Here's where the story gets nuts - we let the fish go obviously after snapping some pics, and it swam on its merry way back to the depths of the river. About a half hour later, we were fishing downstream of where I caught that fish when my buddy started hollering that he had a fish on. Once he got it in the net, we all kinda looked at it weird before we realized that it was the same fish I'd caught not a half hour ago.

There wasn't any targeting of the fish or trying to catch it again, because that's just not sporting. It just happened to take another mysis shrimp that was drifted right in front of its face. Crazy stuff.

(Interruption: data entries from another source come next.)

PR #265, opened 2019-10-25
Use cabal-doctest

sevanspowell:
- Haskell build tools run in slightly different environments (meaning different
  package databases are available).
- The nixpkgs build for polysemy-plugin is failing due to a missing package
  database, which causes the doctest to fail (more information here:
  https://github.com/NixOS/nixpkgs/issues/71164).
- By using cabal-doctest we can expose the Haskell packages required to the
  doctests no matter the build tool we're using (claim not tested on everything).

### DIFF
--- a/polysemy-plugin/Setup.hs
+++ b/polysemy-plugin/Setup.hs
@@ -1,2 +1,3 @@
-import Distribution.Simple
-main = defaultMain
+import Distribution.Extra.Doctest (defaultMainWithDoctests)
+
+main = defaultMainWithDoctests "polysemy-plugin-test"
--- a/polysemy-plugin/polysemy-plugin.cabal
+++ b/polysemy-plugin/polysemy-plugin.cabal
@@ -18,7 +18,7 @@ maintainer:     sandy@sandymaguire.me
 copyright:      2019 Sandy Maguire
 license:        BSD3
 license-file:   LICENSE
-build-type:     Simple
+build-type:     Custom
 extra-source-files:
     README.md
     ChangeLog.md
@@ -26,6 +26,12 @@ extra-source-files:
 source-repository head
   type: git
   location: https://github.com/isovector/polysemy
+
+custom-setup
+    setup-depends:
+        base
+      , Cabal
+      , cabal-doctest >=1.0.6 && <1.1
 
 library
   exposed-modules:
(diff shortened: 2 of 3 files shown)


googleson78:
When trying to build with cabal 3.0/ghc 8.8.1 the doctests also fail with in a similar (to me) vein with a

```
  test/DoctestSpec.hs:9:47:
  1) Doctest, Error messages, should pass the doctest
       uncaught exception: GhcException
       <command line>: cannot satisfy -package type-errors
           (use -v for more information)
```

Is it actually a similar issue (that could perhaps be remedied with `cabal-doctest`)?

sevanspowell:
@googleson78 Sounds like it could be! I’ll try to reproduce your failure, but do you get the same failure with my modifications?

sevanspowell:
@googleson78 I'm just having a play around with your issue here: https://github.com/polysemy-research/polysemy/pull/267

sevanspowell:
Current issue is that it doesn't seem the new cabal version supports install ".tar.gz" files in the same way.

googleson78:
Yeah that's what I hit also in #258 , but before that I had to entirely comment out the doctests.

If you want an easy(ier?) repro the `type-errors` package also doesn't work with cabal 3/ghc881, the way it is currently set up when you run `cabal v2-test`.

googleson78:
I did indeed try to use your modifications, and I was still getting the same failures though!
Sorry for not commenting earlier!

sevanspowell:
I was able to reproduce the doctest issue locally. The changes I made were only to polysemy-plugin, so I've expanded them to apply to polysemy too (https://github.com/polysemy-research/polysemy/pull/267). I've found that the new source dist. is located in ("dist-newstyle/sdist"), but cabal install doesn't seem to support ".tar.gz" files anymore, as you discovered.

sevanspowell:
@googleson78 Aha! Got it.

If we just use "cabal v1-install dist-newstyle/sdist/..." it'll pass!

googleson78:
Cool! Thanks a lot! I'm still not sure about the intent behind this check though - if cabal no longer uses `v1-install` by default, shouldn't the check be different/gone? :thinking:  @isovector

sevanspowell:
@googleson78 Agreed, I have no idea behind it's intent.

I've got to head off now, feel free to take the baton <3

sevanspowell:
I need to apply these changes to the `polysemy` target too, currently it's only applied to `polysemy-plugin`. I've already done this here https://github.com/polysemy-research/polysemy/pull/267 so I should consolidate these PRs.

isovector:
I merged #267  . Thank you both for your hard work here!

PR #269, opened 2019-10-31
Law Machinery

### LINKED ISSUE #266: Add machinery for laws for effects
I've been thinking about how to prove interpreters are correct. Maybe this:

```haskell
class HasLaws (e :: Effect) where
  laws :: Member e r => [exists a. Eq a => (Gen (Sem r a, Sem r a))]
```

which states that for each element of the list, the two programs should evaluate to the same `a` under any interpreter (obviously using the impredicativty trick for `laws`)

For example:

```haskell
instance Eq s => HasLaws (State s) where
  laws = 
    [ do  -- overwriting of put
        s <- arbitrary
        s' <- arbitrary
        pure (put s >> put s' >> get, put s' >> get)

    , -- more
    ]
```

isovector:
This PR adds machinery for writing easy laws that should hold for an effect. It gives an example of what they'd look like for `State s`.

Fixes #266

### DIFF
--- a/src/Polysemy/Law.hs
+++ b/src/Polysemy/Law.hs
@@ -9,6 +9,7 @@ module Polysemy.Law
   , runLaw
   , MakeLaw (..)
   , Citizen (..)
+  , printf
   , module Test.QuickCheck
   ) where
 
@@ -18,14 +19,19 @@ import Polysemy
 import Test.QuickCheck
 
 
+------------------------------------------------------------------------------
+-- | Associates the name @r@ with the eventual type @a@. For example,
+-- @'Citizen' (String -> Bool) Bool@ can produce arbitrary @Bool@s by calling
+-- the given function with arbitrary @String@s.
 class Citizen r a | r -> a where
+  -- | Generate two @a@s via two @r@s. Additionally, produce a list of strings
+  -- corresponding to any arbitrary arguments we needed to build.
   getCitizen :: r -> r -> Gen ([String], (a, a))
-
 
 instance {-# OVERLAPPING #-} Citizen (Sem r a -> b) (Sem r a -> b) where
   getCitizen r1 r2 = pure ([], (r1, r2))
 
-instance {-# OVERLAPPING #-} Citizen (Sem r a) (Sem r a) where
+instance Citizen (Sem r a) (Sem r a) where
   getCitizen r1 r2 = pure ([], (r1, r2))
 
 instance (Arbitrary a, Show a, Citizen b r) => Citizen (a -> b) r where
@@ -34,7 +40,11 @@ instance (Arbitrary a, Show a, Citizen b r) => Citizen (a -> b) r where
     first (show a :) <$> getCitizen (f1 a) (f2 a)
 
 
+------------------------------------------------------------------------------
+-- | A law that effect @e@ must satisfy whenever it is in environment @r@. You
+-- can use 'runLaw' to transform these 'Law's into QuickCheck-able 'Property's.
 data Law e r where
+  -- | A pure 'Law', that doesn't require any access to 'IO'.
   Law
       :: ( Eq a
          , Show a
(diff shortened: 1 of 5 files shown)


googleson78:
Sorry if I'm missing something (including the point entirely), but can't this live in tests (to avoid depending on `QuickCheck` from the library)?

isovector:
I wish! But `Law` needs to live in the library proper (or some other library) so that any other interpretations of `State` can also prove that they're lawful.

ocharles:
`lens` deals with that by having an external library: https://hackage.haskell.org/package/lens-properties

ocharles:
I guess it's not quite the same though, because each effect has its own laws, so they would be a bit weird being in `polysemy-laws`...

isovector:
Yeah --- I can't think of a good solution here. By putting it directly in the library, at least we can set a good example. Maybe these can be hidden behind a cabal flag to disable them if you really don't want the dependency,

spacekitteh:
Alternative approach: Liquid Haskell

spacekitteh:
Also, this CLEARLY cries out for a Generator effect :P

src/Polysemy/Law.hs
```diff
@@ -0,0 +1,131 @@
...
+    ]
+
+printf :: String -> [String] -> String
+printf str args = splitArgs str
+  where
+    splitArgs :: String -> String
+    splitArgs s =
+      case break (== '%') s of
+        (as, "") -> as
+        (as, drop 1 -> (b : bs))
```
TheMatten: Just a stylistic question - do we need `ViewPatterns` here?

`drop 1 -> (b : bs)` -> `_ : b : bs`

src/Polysemy/Law.hs
```diff
@@ -0,0 +1,131 @@
...
+  , module Test.QuickCheck
+  ) where
+
+import Control.Arrow (first)
+import Data.Char
+import Polysemy
+import Test.QuickCheck
+
+
+class Citizen r a | r -> a where
```
TheMatten: We'll probably need to have some comment here, or maybe some different name - personally I had to read through the code to get the idea of what `Citizen` means :slightly_smiling_face:

src/Polysemy/Law.hs
```diff
@@ -0,0 +1,131 @@
...
+printf :: String -> [String] -> String
+printf str args = splitArgs str
+  where
+    splitArgs :: String -> String
+    splitArgs s =
+      case break (== '%') s of
+        (as, "") -> as
+        (as, drop 1 -> (b : bs))
+          | isDigit b
+          , let d = read [b] - 1
```
TheMatten: Just a nitpick - this code seems to work with one-digit indexes only - is this a problem?

src/Polysemy/State/Law.hs
```diff
@@ -0,0 +1,60 @@
...
+
+
+------------------------------------------------------------------------------
+-- | A collection of laws that show a `State` interpreter is correct.
+prop_lawfulState
+    :: forall r s
+     . (Eq s, Show s, Arbitrary s, MakeLaw (State s) r)
+    => InterpreterFor (State s) r
+    -> Property
+prop_lawfulState i12n = conjoin
```
TheMatten: Nitpick - not sure I understand name `i12n` :smile:

src/Polysemy/Law.hs
isovector: You're right, it does. I think if your law requires more than 9 moving parts, it's probably too complicated :)

src/Polysemy/State/Law.hs
isovector: **i** nterpretation **n**, but yeah, fair enough

src/Polysemy/Law.hs
isovector: spoilsport ;)

KingoftheHomeless:
hey! I just started working on a review.

isovector:
sorry! i get too excited. i'll respond to your comments  when you're done

src/Polysemy/Law.hs
```diff
@@ -0,0 +1,197 @@
...
+      -> String
+      -> res
+      -> Law e r
+
+instance MakeLaw e '[] where
+  mkLaw = Law run
+
+instance MakeLaw e '[Embed IO] where
+  mkLaw = LawIO runM
+
```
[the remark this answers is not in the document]
isovector: sure! i'm just adding crap here as i need it.

isovector:
@KingoftheHomeless good questions. My current plan is to make it as widely-useful batteries-included as possible. Having more packages just makes my job harder, and doesn't really buy anyone anything on this front.

isovector:
That being said, this isn't release yet, so I could still be talked into moving it if yall are convinced it doesn't belong here.

PR #270, opened 2019-11-01
Add fromException and fromExceptionVia

isovector:
Been thinking about how to write good real life code with polysemy --- realized this thing was conspicuously missing.

### DIFF
--- a/polysemy.cabal
+++ b/polysemy.cabal
@@ -4,7 +4,7 @@ cabal-version: 1.24
 --
 -- see: https://github.com/sol/hpack
 --
--- hash: 5fb909edb732407e798db0fa3e2e0a62dbeb807e960b77564b99b34a3235fdb3
+-- hash: 8a6be6da10631778dfdd107f8abaf266ea185e5b22d4a9ba78283ec5eff648b2
 
 name:           polysemy
 version:        1.2.3.0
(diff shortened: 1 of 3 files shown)


KingoftheHomeless:
Should we provide a `Final`-generalized variant too?

```haskell
fromExceptionSemVia
    :: ( X.Exception exc
       , Member (Error err) r
       , Member (Final IO) r
       )
    => (exc -> err)
    -> Sem r a
    -> Sem r a
fromExceptionFinalVia f m = do
  r <- withStrategicToFinal $ do
    m' <- runS m
    s  <- getInitialStateS
    pure $ (fmap . fmap) Right m' `X.catch` \e -> pure (Left e <$ s)
  case r of
    Left e -> throw $ f e
    Right a -> pure a
```

isovector:
I think if you're throwing exceptions in polysemy you deserve to get burned! Would `fromExceptionSemVia` buy us anything I'm not seeing?

KingoftheHomeless:
@incertia [had a use-case where it would've been useful](https://github.com/polysemy-research/polysemy/issues/243#issue-503009538). Although from what I can tell, it was mostly for convenience; instead of doing `fromExceptionVia` on every IO action which may throw an exception, you instead apply `fromExceptionSemVia` on a big batch of actions converting any IO exception that may occur.

isovector:
That sounds reasonable to me. I'd be happy to merge a PR.

PR #272, opened 2019-11-01
WIP: History effect

isovector:
Get undo/redo over a state effect for freeeee

### DIFF
--- a/src/Polysemy/History.hs
+++ b/src/Polysemy/History.hs
@@ -45,7 +45,7 @@ runHistory m = do
           put s'
         PutAndForget s' ->
           put s'
-                )
+                             )
     . intercept @(State s) ( \case
         Get -> get
         Put s' -> do
--- a/src/Polysemy/History.hs
+++ b/src/Polysemy/History.hs
@@ -1,0 +1,74 @@
+{-# LANGUAGE AllowAmbiguousTypes #-}
+{-# LANGUAGE TemplateHaskell     #-}
+
+module Polysemy.History
+  ( -- * Effect
+    History (..)
+
+    -- * Actions
+  , undo
+  , redo
+  , putAndForget
+
+    -- * Interpretations
+  , runHistory
+  ) where
+
+import Polysemy
+import Polysemy.State
+import Polysemy.Tagged
+
+
+data History s m a where
+  Undo :: History s m ()
+  Redo :: History s m ()
+  PutAndForget :: s -> History s m ()
+
+makeSem ''History
+
+
+runHistory
+    :: forall s r a
+     . Member (State s) r
+    => Sem (History s ': r) a
+    -> Sem r a
+runHistory m = do
+  s <- get
+  evalState (Zipper [] s [])
+    . untag @"history" @(State (Zipper s))
+    . interpret @(History s) (\case
+        Undo -> do
+          s' <- tagged @"history" $ modify (goBack @s) >> gets (focusZ @s)
+          put s'
+        Redo -> do
+          s' <- tagged @"history" $ modify (goForward @s) >> gets (focusZ @s)
+          put s'
+        PutAndForget s' ->
+          put s'
+                )
+    . intercept @(State s) ( \case
+        Get -> get
+        Put s' -> do
+          raise $ tagged @"history" $ modify $ modifyZ $ const s'
+          put s'
+                           )
+    . raiseUnder
+    $ m
+
+
+data Zipper a = Zipper [a] a [a]
+
+focusZ :: Zipper a -> a
+focusZ (Zipper _ a _) = a
+
+modifyZ :: (a -> a) -> Zipper a -> Zipper a
+modifyZ f (Zipper past a _) = Zipper (a : past) (f a) []
+
+goBack :: Zipper a -> Zipper a
+goBack z@(Zipper [] _ _) = z
+goBack (Zipper (p : ps) a fs) = Zipper ps p (a : fs)
+
+goForward :: Zipper a -> Zipper a
+goForward z@(Zipper _ _ []) = z
+goForward (Zipper ps a (f : fs)) = Zipper (a : ps) f fs
+
--- a/src/Polysemy/History/Law.hs
+++ b/src/Polysemy/History/Law.hs
@@ -7,7 +7,7 @@ import Polysemy.History
 
 
 ------------------------------------------------------------------------------
--- | A collection of laws that show a `State` interpreter is correct.
+-- | A collection of laws that show a 'History' interpreter is correct.
 prop_lawfulHistory
     :: (Eq s, Show s, Arbitrary s)
     => InterpreterFor (History s) '[State s]
@@ -62,7 +62,7 @@ law_forgotten
     => Law (History s) '[State s]
 law_forgotten =
   Law (\s -> run . evalState @s s)
-    "put %1 >> undo >> redo >> get"
+    "put %1 >> putAndForget %2 >> undo >> redo >> get"
     (\s s' -> put @s s >> putAndForget @s s' >> undo @s >> redo @s >> get @s)
     "put %1 >> get"
     (\s _ -> put @s s >> get @s)
--- a/src/Polysemy/History/Law.hs
+++ b/src/Polysemy/History/Law.hs
@@ -1,0 +1,56 @@
+module Polysemy.History.Law where
+
+import Polysemy
+import Polysemy.Law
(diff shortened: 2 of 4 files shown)


src/Polysemy/History.hs
```diff
@@ -0,0 +1,74 @@
...
+
+makeSem ''History
+
+
+runHistory
+    :: forall s r a
+     . Member (State s) r
+    => Sem (History s ': r) a
+    -> Sem r a
+runHistory m = do
```
KingoftheHomeless: Is `historyToIO` possible? Feels like it should be.

src/Polysemy/History/Law.hs
```diff
@@ -0,0 +1,69 @@
+module Polysemy.History.Law where
+
+import Polysemy
+import Polysemy.Law
+import Polysemy.State
+import Polysemy.History
+
+
+------------------------------------------------------------------------------
+-- | A collection of laws that show a `State` interpreter is correct.
```
KingoftheHomeless:
```
-- | A collection of laws that show a `History` interpreter is correct.
```

test/LawsSpec.hs
```diff
@@ -18,3 +20,7 @@ spec = parallel $ do
     it "stateToIO should pass the laws" $
       property $ prop_lawfulState @'[Embed IO] $ fmap snd . stateToIO @Int 0
 
+  describe "History effects" $ do
+    it "runHistory should pass the laws" $
+      property $ prop_lawfulHistory $ runHistory @Int
+
```
KingoftheHomeless: If we're going to add more laws for testing purposes, then I feel `LawsSpec` should be removed, and all laws should be placed in their respective effect's test spec.

src/Polysemy/History/Law.hs
```diff
@@ -0,0 +1,69 @@
...
+    :: forall s
+     . (Eq s, Arbitrary s, Show s)
+    => Law (History s) '[State s]
+law_forgotten =
+  Law (\s -> run . evalState @s s)
+    "put %1 >> undo >> redo >> get"
+    (\s s' -> put @s s >> putAndForget @s s' >> undo @s >> redo @s >> get @s)
+    "put %1 >> get"
+    (\s _ -> put @s s >> get @s)
+
```
KingoftheHomeless: `put a >> undo >> put b >> redo >> get == put b >> get`, right? If so, that law also belongs here.

test/LawsSpec.hs
isovector: yeah, that's reasonable. the whole directory could use some cleaning love

src/Polysemy/History/Law.hs
isovector: I think that is just the composition of `undoes` and `redoNop`

src/Polysemy/History.hs
isovector: with what semantics?

KingoftheHomeless: Global-to-everything semantics; i.e. `State (Zipper s)` is interpreted via `stateToIO`. It's the only way we get consistency if the targeted `State s` is interpreted via `stateToIO` (since `get`/`put` of `State (Zipper s)` can get reverted by IO exceptions, but not of the `State s`).

Then again, `historyToIO` then becomes inconsistent if `State s` is interpreted via `runState`. Maybe it'd be too messy.

src/Polysemy/History.hs
```diff
@@ -0,0 +1,74 @@
...
+  s <- get
+  evalState (Zipper [] s [])
```
KingoftheHomeless: If an error effect comes between `History` and `State s`, then it's possible to throw exceptions that will revert the record-keeping of `History`, but not affect the targeted `State s`, sabotaging consistency.

src/Polysemy/History/Law.hs
KingoftheHomeless: You're right! Missed `redoNop`.

src/Polysemy/History.hs
isovector: Maybe there's a more general solution here which is to be able to steal an interpretation?

KingoftheHomeless: I don't think it's possible to interpret `History` solely using `State s`.

However, I've previously entertained the notion of a "StateManager" effect, like this:

```haskell
data StateManager k m a where
  StateCarrier :: k a -> StateManager k m a
  ManageState :: Member (StateManager k) r => s -> Sem (State s ': r) a -> StateManager k m (s, a)

makeSem ''StateManager

runStateManager :: Sem (StateManager (Const Void) ': r) a -> Sem r a
runStateManager = interpretH $ \case
  StateCarrier (Cont m) -> absurd m
  ManageState s m -> runT (runState s m) >>= raise . runStateManager

stateManagerToIO :: Member (Embed IO) r => Sem (StateManager IO ': r) a -> Sem r a
stateManagerToIO = interpretH $ \case
  StateCarrier m -> embed m
  ManageState s m -> do
    ref <- embed $ newIORef s
    m'<- runT $ ($ m) $ interpret $ \case
      Put s' -> stateCarrier $ writeIORef ref s'
      Get -> stateCarrier $ readIORef ref
    res <- raise $ stateManagerToIO m'
    end <- embed $ readIORef ref
    return $ fmap (end,) res
```

It's just that I've been looking for a formulation of it that isn't, y'know, disgusting.

src/Polysemy/History.hs
isovector: haddock: "Make sure to run this immediately before running your state!!!"?

KingoftheHomeless: If we want that restriction, we could do:
```haskell
runHistory :: s -> Sem (History s ': State s ': r) a -> Sem r (s, a)
runHistory s = runState s . ...
```

isovector:
I consider the zoo to be experimental and gross and should be avoided if possible. This effect, on the other hand, is a drop-in replacement for most applications' entire undo/redo management. 

Possibly a `polysemy-extra` package would be a better place for it, but I cbf to do all the maintenance to make that happen, and this doesn't acquire any new dependencies.

I'm not tied to landing it here, but I think `polysemy` would be much easier to understand if it had lots of examples of useful-out-of-the-box effects, rather than just "low level things you should never use in real applications."

isovector:
Although a downside: the implementations here are more convoluted than they need to be due to not having plugin support in the core lib.

src/Polysemy/History.hs
KingoftheHomeless: The plus side to that is that `historyToIO` would lose its problems too.
```haskell
historyToIO :: s -> Sem (History s ': State s ': r) a -> Sem r (s, a)
historyToIO s = stateToIO s . ...
```

isovector: but then you can't mix and match your state :(

KingoftheHomeless: Oh yeah. Damn.

bolt12: > haddock: "Make sure to run this immediately before running your state!!!"?
How is this different than forcing `History` to come before `State` in the stack?

Maybe I didn't understand what you mean by "Mix and match the state"

KingoftheHomeless: One example is that it's possible to interpret a `State s` in terms of `State t` if you have a `Lens' t s` (although it's not actually offered in the library):

```haskell
mapState :: Member (State t) r => Lens' t s -> Sem (State s ': r) a -> Sem r a
mapState lens = interpret $ \case
  Put s -> do
    t <- get
    put $ set lens s t
  Get -> view lens <$> get
```
Hence, you can mix and match smaller pieces of state with larger pieces of state. These kinds of transformations are impossible if we force one part of the state to be interpreted immediately as part of interpreting `History`. 
Admittedly, perhaps @isovector meant something different.

isovector: more generally, i meant "there are lots of state interpretations, why should we privilege `runState` and `stateToIO`"?

bolt12: Oh okay, so basically there are other useful cases where you might want to add an interpretation between `History` and `State`, right?

isovector: my design principle is "people in the future are going to be smarter than i am, so don't make arbitrary restrictions in what they can do just because i don't see it"

bolt12: I see, that's actually a pretty good design principle!

TheMatten:
Do we want to merge this? Personally I like the idea of `polysemy-extra`.

PR #382, opened 2024-04-15
Improve DUMP_READ_OBJECT output

chqrlie:
- improve `JS_DumpString`: use `L` prefix for wide strings
- dump variable kind and flags for locals and closures
- disassemble byte code in DUMP_READ_OBJECT
- pass start_pos to `dump_byte_code` and `dump_single_byte_code`
- write constant pool before function bytecode (bump version to 11)
- update generated code


quickjs.c
```diff
@@ -27706,25 +27714,21 @@ static void dump_byte_code(JSContext *ctx, int pass,
...
-                printf(" %u:%u", addr, label_slots[addr].pos);
-            if (pass == 2)
-                printf(" %u:%u", addr, label_slots[addr].pos2);
-            if (pass == 3)
-                printf(" %u", addr + pos);
-            break;
         case OP_FMT_label_u16:
             addr = get_u32(tab + pos);
+        has_addr1:
             if (pass == 1)
```
saghul, line 27720: any reason not tuse if elseif here?

quickjs.c
```diff
@@ -33949,6 +33960,7 @@ static JSValue JS_ReadFunctionTag(BCReaderState *s)
 
     if (local_count != 0) {
         bc_read_trace(s, "vars {\n");
+        bc_read_trace(s, "off flags scope name\n");
```
saghul, line 33963: should this have `//` ?

saghul (approved):
LGTM but I'll admit I'm out of my depth here.

quickjs.c
chqrlie: <strike>No reason indeed, will modify.</strike>
Actually, it looks ugly with `else if` and worse with a `switch` statement.  The current code is more compact and performance is not an issue.

quickjs.c
chqrlie: The output is not really compilable, so no need for comment marks here IMHO.
Try compiling with `DUMP_READ_OBJECT` and look at the output when starting REPL (`build/qjs -d100`), it gives a detailed view of the objects and the bytecode.

saghul: Gotcha, thanks for explaining!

Anyways, the trip was great, and if any of you guys haven't been to the Pan, I highly recommend it. It's a great experience, and probably the most challenging trout water I've fished to date.


----------



## wyogoob (Sep 7, 2007)

beautiful fish!


----------



## brookieguy1 (Oct 14, 2008)

Those hatchery fish behave like that at times. ;-) Just kidding Spence, nice 'bow!


----------



## Catherder (Aug 2, 2008)

From the looks of that fishes mouth, it appears to have been caught about 500 times. Twice in one day is probably the norm.


----------



## spencerD (Jan 14, 2014)

Thanks brookieguy! 

Catherder - wouldn't surprise me at all if that was the case with how much pressure that river gets. 

It did take a near-perfect drift for it to bite the first time. Then it ripped around the river all sorts of pissed off. Such a fun catch, definitely gonna remember this one forever!


----------